After: time for your normal breakfast. Porridge with fruit, egg on toast, an oat-based cereal without too much extra sugar.
This can be a tricky one. It’s a long time since breakfast, but a workout with a rumbling stomach will be no fun at all.
Before: if you have time, plan ahead with that filling egg on toast breakfast, perhaps with some avocado. Closer to the workout, have a small sandwich or a small smoothie.
After: some lean protein such as chicken or oily fish, with salad or vegetables. This is where preparing a quick microwave-friendly snack will really pay off.
This is a bit easier as you’ll be able to eat a full lunch and still digest in good time. Include the big three: carbs, protein and a little fat.
Before: fend off the post-work-pre-workout munchies with a protein bar or banana. This will give you a kick-start without slowing you down.

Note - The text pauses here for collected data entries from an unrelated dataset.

PR #3904, opened 2025-02-12
Add a Cypress test to search entities

lorenzo-cavazzi:
See title

fix https://github.com/SwissDataScienceCenter/renku/issues/3901

### DIFF
--- a/cypress-tests/cypress/e2e/v2/searchEntities.cy.ts
+++ b/cypress-tests/cypress/e2e/v2/searchEntities.cy.ts
@@ -1,0 +1,174 @@
+import {
+  getRandomString,
+  getUserData,
+  validateLoginV2,
+} from "../../support/commands/general";
+import { User } from "../../support/types/user.types";
+import {
+  createGroupIfMissingAPI,
+  deleteGroupFromAPI,
+  getGroupFromAPI,
+} from "../../support/utils/group.utils";
+import {
+  createProjectIfMissingAPIV2,
+  deleteProjectFromAPIV2,
+  getProjectByNamespaceAPIV2,
+} from "../../support/utils/projectsV2.utils";
+
+const sessionId = ["searchEntities", getRandomString()];
+
+describe("Search for resources: groups, projects, users", () => {
+  // Define projects and groups details
+  // ? Random string is currently the only way to get good results from search
+  // ? since searching for multiple words may return a bunch a unexpected results.
+  const stringRandomOne = getRandomString();
+  const stringRandomTwo = getRandomString();
+  const stringFirst = "first";
+  const stringSecond = "second";
+  const stringProject = "project";
+  const stringGroup = "group";
+  const projects = {
+    first: `${stringProject}-${stringFirst}-${stringRandomOne}-${getRandomString()}`,
+    second: `${stringProject}-${stringSecond}-${stringRandomTwo}-${getRandomString()}`,
+  };
+  const groups = {
+    first: `${stringGroup}-${stringFirst}-${stringRandomTwo}-${getRandomString()}`,
+    second: `${stringGroup}-${stringSecond}-${stringRandomOne}-${getRandomString()}`,
+  };
+
+  // Create the requires resources
+  before(() => {
+    // Login
+    cy.session(
+      sessionId,
+      () => {
+        cy.robustLogin();
+      },
+      validateLoginV2,
+    );
+
+    // Create groups and projects -- fail early if any of the resources are not created
+    getUserData().then((user: User) => {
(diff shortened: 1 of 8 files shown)


cypress-tests/cypress/e2e/v2/searchEntities.cy.ts
```diff
@@ -0,0 +1,180 @@
...
+
+    cy.getDataCy("search-input").clear().type(stringRandomOne);
+    cy.getDataCy("search-button").click();
+    cy.wait("@searchQueryOne");
+    cy.getDataCy("search-card").should("have.length", 1);
+
+    cy.getDataCy("search-filter-type-group").filter(":visible").click();
+    cy.getDataCy("search-filter-type-project").filter(":visible").click();
+    cy.wait("@searchQueryOne");
+    cy.getDataCy("search-card").should("have.length", 1);
```
olevski, line 152: suggestion: Same as above - and in this case it is even easier because there is only one result. Lets assert that we got the right projects or groups back and not something else.

cypress-tests/cypress/e2e/v2/searchEntities.cy.ts
```diff
@@ -0,0 +1,180 @@
...
+      ),
+    ).as("searchQueryOne");
+    cy.getDataCy("search-input").clear().type(stringRandomOne);
+    cy.getDataCy("search-button").click();
+    cy.wait("@searchQueryOne");
+    cy.getDataCy("search-card").should("have.length", 2);
+    cy.intercept(
+      new RegExp(
+        `(?:/ui-server)?/api/search/query\\?q=.*?${stringRandomTwo}.*`,
+      ),
```
olevski, line 132: question/suggestion: If you intercept a less specific path to the search api isn't it easier? I.e. if you intercept all requests to the search api then you can always just wait for those interceptions to complete and you would not have `@searchQueryOne` and `@searchQueryTwo`? You can just wait for `@searchQuery`.

olevski (changes requested):
Just a few minor changes.

cypress-tests/cypress/e2e/v2/searchEntities.cy.ts
```diff
@@ -0,0 +1,180 @@
...
+          deleteGroupFromAPI(grp);
+        }
+      });
+    });
+  });
+
+  it("Can search for entities and filter works", () => {
+    cy.visit("/v2");
+
+    // Search for string
```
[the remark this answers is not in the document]
lorenzo-cavazzi: We could, but that would trigger the login again. It seems overkill for a bunch of actions that take so little time. I would keep a slightly less clean output but a much faster execution time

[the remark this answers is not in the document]
lorenzo-cavazzi: It makes sense to separate into different sections when we check features that might fail independently and the interactions aren't too tightly related.
While checking projects, data connectors are different from code repos. But here we are trying a few filters without covering everything, so knowing it failed exactly on the "date creation" filter doesn't seem too relevant.

Also, the comments wouldn't be suitable separators.  I want the click on the project filter to preserve the previous search; if I moved that to a separate section, I would need to repeat most previous interactions.
If you think it's valuable, I could still separate the parts "Search with filters" and "Search for users," but it's a little hard to clearly define where to split something into a separate section.

cypress-tests/cypress/e2e/v2/searchEntities.cy.ts
lorenzo-cavazzi: I now more precisely check for group and project names wherever I check the length 893dff814f5af245d8ba87291c206f98f313f061

cypress-tests/cypress/e2e/v2/searchEntities.cy.ts
lorenzo-cavazzi: You're right, no need to differentiate. Here I used a generic matcher 893dff814f5af245d8ba87291c206f98f313f061

lorenzo-cavazzi:
@olevski Thank you for the review! I answered inline.

Mind that 893dff814f5af245d8ba87291c206f98f313f061 contains an additional change: a short waiting time after the creation of the resources since I noticed the search engine might need a (very short) time to index the groups and occasionally failed locally. That seems to happen only when we have more existing resources (hundreds?)

cypress-tests/cypress/e2e/v2/searchEntities.cy.ts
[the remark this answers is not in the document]
olevski: Ok no problem we leave it as is for now

olevski (approved):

After: a light but filling meal with protein, carbs and veg will refuel without making sleep uncomfortable. Stirfry with noodles, fish and rice salad, a quick chicken and veg bake will all do the trick.
Plan ahead, do a bit of meal prep and your Hussle session will fit nicely with good food.
I love my post-work, pre-dinner workouts and tend to have a banana and a couple of oatcakes and peanut butter just before 4pm which gives me enough energy to workout and last until dinner
If you can workout around 12pm, then eat at 1, that works very well I find
this is useful as we all try to juggle doing too much - and I just spotted the link to some office-friendly low-faff snacks. Inspiration!
Morning workout 'fasted' is always the way for me. Nothing beats the feeling of tucking into a decent breakfast when you've already done the hard work.